DICArt: Advancing Category-level Articulated Object Pose Estimation in Discrete State-Spaces
Li Zhang, Mingyu Mei, Ailing Wang, Xianhui Meng, Yan Zhong, Xinyuan Song, Liu Liu, Rujing Wang, Zaixing He, Cewu Lu
TL;DR
DICArt addresses category-level articulated pose estimation by casting pose inference as a conditional discrete diffusion process over per-part pose tokens, incorporating a Flowing Mechanism and Flexible Flow Decider to enable gentle, adaptive denoising. It further enforces physical plausibility through hierarchical kinematic coupling, distinguishing Parent and Child parts and predicting joint axes with orthogonality constraints. The method discretizes pose into token bins, uses a block-diagonal transition to maintain token-type consistency, and augments the state with a [MASK] token to improve stability. Experiments on synthetic, semi-synthetic, and real-world datasets demonstrate SOTA or near-SOTA performance, with strong generalization across domains and robustness to self-occlusion. Overall, DICArt introduces a discrete-diffusion framework that integrates structural priors to advance reliable category-level 6D pose estimation for articulated objects.
Abstract
Articulated object pose estimation is a core task in embodied AI. Existing methods typically regress poses in a continuous space, but often struggle with 1) navigating a large, complex search space and 2) failing to incorporate intrinsic kinematic constraints. In this work, we introduce DICArt (DIsCrete Diffusion for Articulation Pose Estimation), a novel framework that formulates pose estimation as a conditional discrete diffusion process.
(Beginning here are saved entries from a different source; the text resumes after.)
PR #559, opened 2023-03-07
[v2.0] Fix bad loading states

### LINKED ISSUE #544: Stuck in loading state when syncAddressesData promise gets rejected
**Describe the bug**
Promise rejections of the `syncAddressesData` thunk are not reported to the user and the app is stuck at loading state.

**To Reproduce**
Use old explorer backend API settings that is missing some of the endpoints or just manually reject the promise.

**Expected behavior**
Get a Snackbar message with the error and stop loading

**Additional context**

We have a few options for approaching this:
1. Wrap every `dispatch(syncAddressesData())` call with a `try/catch` and call `setSnackbarMessage`. I don't like this much because:
   1. it's not very DRY (unless we create a hook for it that can access `setSnackbarMessage` from the `global` context)
   2. it can only be used within hooks are components
1. Move the snackbar message mechanism out of the global context and into Redux

nop33:
~~Tiny PR with a bug I noticed on v2.0~~

Turns out I could bundle some more things related to broken loading states. This PR fixes #544 by implementing the second proposal (moving `snackbarMessage` into Redux. It also implements a mechanism of queuing messages.


src/storage/app-state/slices/snackbarSlice.ts
```diff
@@ -0,0 +1,130 @@
...
+      if (state.messages.length > 0) state.messages.shift()
+    },
+    passwordValidationFailed: (state) =>
+      displayMessageImmediately(state, { text: i18n.t('Invalid password'), type: 'alert' }),
+    copiedToClipboard: (state) => displayMessageImmediately(state, { text: i18n.t('Copied to clipboard!') }),
+    transactionBuildFailed: displayError,
+    transactionSendFailed: displayError,
+    contactStorageFailed: displayError,
+    walletCreationFailed: displayError,
+    transactionsSendSucceeded: (state, action: PayloadAction<number>) => {
```
mvaivre, line 60: I would name the payload param (`{nbOfTransactionsSent: number}`)

src/storage/app-state/slices/snackbarSlice.ts
```diff
@@ -0,0 +1,130 @@
...
+  name: sliceName,
+  initialState,
+  reducers: {
+    snackbarDisplayTimeExpired: (state) => {
+      if (state.messages.length > 0) state.messages.shift()
+    },
+    passwordValidationFailed: (state) =>
+      displayMessageImmediately(state, { text: i18n.t('Invalid password'), type: 'alert' }),
+    copiedToClipboard: (state) => displayMessageImmediately(state, { text: i18n.t('Copied to clipboard!') }),
+    transactionBuildFailed: displayError,
```
mvaivre, line 56: Discussion : I'm really not sure about listing all the uses for snackbar messages in one place, especially since it's still needed to provide the message text.

As a developper who hasn't written the initial code, it's not intuitive to me to find the needed action here: `import { transactionBuildFailed } from '@/storage/app-state/slices/snackbarSlice'`.

I'd rather go for a more generic action like `snackbarMessageShown`.

As always, I'm open to be convinced otherwise! :)

src/storage/app-state/slices/snackbarSlice.ts
```diff
@@ -0,0 +1,130 @@
...
+    }
+  },
+  extraReducers(builder) {
+    builder
+      .addCase(syncAddressesData.rejected, (state, action) => {
+        const message = action.payload
+
+        if (message) queueMessage(state, message)
+      })
+      .addCase(apiClientInitSucceeded, (state, action) => {
```
mvaivre, line 76: Linked to previous comment: having side effects like this one scattered around the slices makes it hard to understand what's going on IMO.
What about dispatching a `snackbarMessageShown` action where the `apiClientInitSucceeded` fn is executed (in the network slice)?

nop33: I understand why you would see this as a side effect, but this is truly where Redux shines! One action may trigger several reducers. There's no one-to-one relationship between action and reducer.

> A given action could be handled by all, some, or none of them. This keeps components decoupled from the actual data changes, as one action may affect different parts of the state tree, and there is no need for the component to be aware of this.
https://redux.js.org/faq/actions#is-there-always-a-one-to-one-mapping-between-reducers-and-actions


> This is only true in trivial examples, but it is extremely limiting in real applications. Beginners exposed to this pattern couple reducers and action creators, and fail to realize they're meant to be many-to-many and decoupled.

Instead of operating in a continuous domain, DICArt progressively denoises a noisy pose representation through a learned reverse diffusion procedure to recover the GT pose. To improve modeling fidelity, we propose a flexible flow decider that dynamically determines whether each token should be denoised or reset, effectively balancing the real and noise distributions during diffusion. Additionally, we incorporate a hierarchical kinematic coupling strategy, estimating the pose of each rigid part hierarchically to respect the object's kinematic structure. We validate DICArt on both synthetic and real-world datasets. Experimental results demonstrate its superior performance and robustness. By integrating discrete generative modeling with structural priors, DICArt offers a new paradigm for reliable category-level 6D pose estimation in complex environments.